The question is, “survival” for whom? Since the 2009 restructuring, the auto companies have been raking in record profits—$11 billion last year alone—enabling Wall Street investors and auto execs to make a killing, including Ford’s Alan Mulally, who pocketed $21 million last year.
This was paid for by auto workers forced to accept a 50 percent wage cut for new-hires, the continuation of a decade-long wage freeze and elimination of cost of living adjustment raises, 10-hour work days and a new schedule that destroys the health and family lives of employees. All of this, including a ban on strikes, was agreed to by the United Auto Workers union, which in turn was given billions in corporate shares of Chrysler and GM.
After accepting the position, Orr insisted the restructuring of the auto industry was the model for Detroit, saying, “Chrysler, GM and Ford are back with a bullet.” The only “bullet” was the one fired at auto workers and their families.
Like the Obama administration in 2009, Orr is threatening to carry out a “managed bankruptcy” of Detroit to extract unprecedented concessions from city workers. “I am hopeful to engage in fruitful and productive discussions without the need to resort to bankruptcy,” Orr said last Thursday, adding that, “One thing everybody needs to know, if you go into bankruptcy, Chapter 9 of the bankruptcy code is weighted toward the municipality.”
In other words, if the unions prove unable to force city workers to accept savage wage and benefit cuts, then the bankruptcy court will impose this and much more on workers, retirees and city residents. “I don't want to pull that cudgel out unless I have to,” Orr said. “I’d prefer to pursue a consensual resolution…Don’t make me go to bankruptcy court. You won’t enjoy it.”
In 2009, Obama held the threat of bankruptcy and liquidation over the heads of auto workers. After working with the UAW to blackmail workers to vote for historic givebacks, the White House threw GM and Chrysler into bankruptcy anyway.
The city unions, just like the UAW before them, have signaled their willingness to impose deep concessions, only asking that bondholders also take some losses too in order to give the appearance of equal sacrifice. “What we are hoping for is that there must be concessions for more than just the work force, that those who hold bonds or debt also take a haircut,” said Albert Garrett, president of Council 25 of the American Federation of State, County and Municipal Employees (AFSCME), which bargains for 3,000 city workers, according to the Wall Street Journal .

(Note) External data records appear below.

PR #4841, opened 2024-10-02
chore: redirect for run biosimulations to point to biosimulations and GUI updates

AlexPatrie:
_What does this PR do?:_
- Adds a redirect for `https://run.biosimulations.dev` to point instead to `https://biosimulations.dev`
- Adds the same aforementioned redirect for "production" (`.org`).
- Adds default values to form directive configurations in `create-project.component` within `libs/shared`.
- Adds default values for x and y axis in 2d line plot creation within `libs/simulation-runs/ui/src/lib/design-line-2d-viz/design-line-2d-viz.component` as well as minor UI (style) refactors, removing unused data headers.
- Minor UI (style) refactors as needed.

### DIFF
--- a/apps/platform/src/app/app.component.ts
+++ b/apps/platform/src/app/app.component.ts
@@ -6,6 +6,9 @@ import { UpdateService } from '@biosimulations/shared/pwa';
 import { AppRoutes } from '@biosimulations/config/common';
 import { BreakpointObserver, Breakpoints } from '@angular/cdk/layout';
 import { Observable } from 'rxjs';
+import { MatDialog } from '@angular/material/dialog';
+import { CookieConsentComponent } from '../../../../libs/analytics/angular-analytics/src/lib/cookie-consent/cookie-consent.component';
+import { cookieConsentType } from '../../../../libs/analytics/angular-analytics/src/lib/datamodel';
 
 export const PLATFORM_APP_ROUTES = new AppRoutes();
 @Component({
@@ -20,10 +23,12 @@ export class AppComponent implements OnInit, AfterViewInit {
   private checkForHealth = true;
   public mobileLinkTarget = '_blank';
   public mobileLink?: string;
+  public debugCookies = true;
   private _appRoutes: AppRoutes;
 
   public constructor(
     public config: ConfigService,
+    public dialog: MatDialog,
     private scrollService: ScrollService,
     private updateService: UpdateService,
     private healthService: HealthService,
@@ -46,10 +51,22 @@ export class AppComponent implements OnInit, AfterViewInit {
       console.log(this.healthy$);
     }
     this.checkClientScreenSimulations();
+
+    if (this.debugCookies) {
+      this.openCookieConsentDialog();
+    }
   }
 
   public ngAfterViewInit(): void {
     this.scrollService.init();
+  }
+
+  public openCookieConsentDialog(): void {
+    this.dialog.open(CookieConsentComponent, {
+      width: '625px',
+      position: { bottom: '1.5rem', left: '0' },
+      panelClass: 'cookies-container',
+    });
   }
 
   private checkClientScreenSimulations(): void {
--- a/apps/platform/src/app/app.component.ts
+++ b/apps/platform/src/app/app.component.ts
@@ -7,8 +7,6 @@ import { AppRoutes } from '@biosimulations/config/common';
 import { BreakpointObserver, Breakpoints } from '@angular/cdk/layout';
 import { Observable } from 'rxjs';
 import { MatDialog } from '@angular/material/dialog';
-import { CookieConsentComponent } from '../../../../libs/analytics/angular-analytics/src/lib/cookie-consent/cookie-consent.component';
-import { cookieConsentType } from '../../../../libs/analytics/angular-analytics/src/lib/datamodel';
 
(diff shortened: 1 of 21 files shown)


apps/platform/src/app/app.component.ts
```diff
@@ -24,6 +25,7 @@ export class AppComponent implements OnInit, AfterViewInit {
 
   public constructor(
     public config: ConfigService,
+    public dialog: MatDialog,
```
jcschaff: doesn't seem to be used, am I missing something?

libs/analytics/angular-analytics/src/lib/cookie-consent/cookie-consent.component.ts
```diff
@@ -20,10 +20,10 @@ import {
 })
 export class CookieConsentComponent {
   public cookies: Cookie[] = [
-    new RequiredCookie(),
+    // new RequiredCookie(),
```
jcschaff: are you sure we should comment out tracking and required.  our advisors suggested that we need to track usage ... does this remove this ability in the future ... maybe we should keep it for now.

libs/simulation-project-utils/simulation-project-utils/src/lib/ui/create-project/form-steps/uniform-time-course-simulation.component.ts
```diff
@@ -44,10 +45,11 @@ export class UniformTimeCourseSimulationComponent implements IFormStepComponent,
   }
 
   public populateFormFromFormStepData(formStepData: FormStepData): void {
-    this.formGroup.controls.initialTime.setValue(formStepData.initialTime);
-    this.formGroup.controls.outputStartTime.setValue(formStepData.outputStartTime);
-    this.formGroup.controls.outputEndTime.setValue(formStepData.outputEndTime);
-    this.formGroup.controls.numberOfSteps.setValue(formStepData.numberOfSteps);
+    // This method is called onInit and thus should set the default vals
```
jcschaff, line 48: why is this needed if the default values are set in the contructor?  will this play nicely if the user wants to override the defaults?

libs/simulation-project-utils/simulation-project-utils/src/lib/ui/create-project/form-steps/upload-model-component.spec.ts
```diff
@@ -45,7 +45,7 @@ describe('UploadModelComponent', () => {
     fixture.detectChanges();
 
     testFormats = [
-      createTestOntologyTerm('test format 1'),
+      createTestOntologyTerm('test format_2585'),
```
jcschaff: is this intentional or a debugging edit?

jcschaff (changes requested):
please take a look at the comments

apps/platform/src/app/app.component.ts
AlexPatrie: This was a debugging artifact which I have now removed.

libs/analytics/angular-analytics/src/lib/cookie-consent/cookie-consent.component.ts
AlexPatrie: Another debugging artifact that was not originally reverted. Now it is uncommented!

libs/simulation-project-utils/simulation-project-utils/src/lib/ui/create-project/form-steps/uniform-time-course-simulation.component.ts
AlexPatrie: Great question. In angular forms, there is a difference between setting a default value (that which is specified in `constructor`) and setting a form value such that it actually renders. The default value specified in this component's constructor is only collected `onSubmit()` (called by the parent component), and thus will not render on the screen as a `Change` in the form data. This call to `.setValue()` originally set the data from the `formStepData` of the previous step, which was `null`. The form data source is actively subscribed to user changes, so this explicit setting will not mess with new override specifications.

TLDR; Explicitly setting these values is required for rendering the default values and will not tamper with user specifications.

libs/simulation-project-utils/simulation-project-utils/src/lib/ui/create-project/form-steps/upload-model-component.spec.ts
AlexPatrie: This is another matter relating to default values in angular. `format_2585` is the tag for the non-spatial continuous framework option which we discussed should be the default value for the modeling framework option in `create-project/upload-model-component`. The format of this test requires this value.

libs/simulation-project-utils/simulation-project-utils/src/lib/ui/create-project/form-steps/uniform-time-course-simulation.component.ts
jcschaff: thanks, great explanation.

libs/simulation-project-utils/simulation-project-utils/src/lib/ui/create-project/form-steps/upload-model-component.spec.ts
jcschaff: okay thanks.

jcschaff (approved):
Thanks for answering my questions, approved!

City unions are reportedly seeking the establishment of a retiree health care trust fund just like the Voluntary Employees’ Beneficiary Association or VEBA operated by the UAW. Such a payoff to the unions—in exchange for imposing the dictates of the banks on their members—is the type of “consensual agreement” both Orr and the union bureaucracy can live with.
The “revival” of Detroit has nothing to do with improving conditions for ordinary workers any more than the revival of the auto industry did. On the contrary, it means securing the profits of the corporate financial elite through the pauperization of the working class. Every section of the political establishment—from Obama and Snyder to Orr, Mayor Bing and the Democrats on the City Council—functions as nothing more than debt collectors for Wall Street.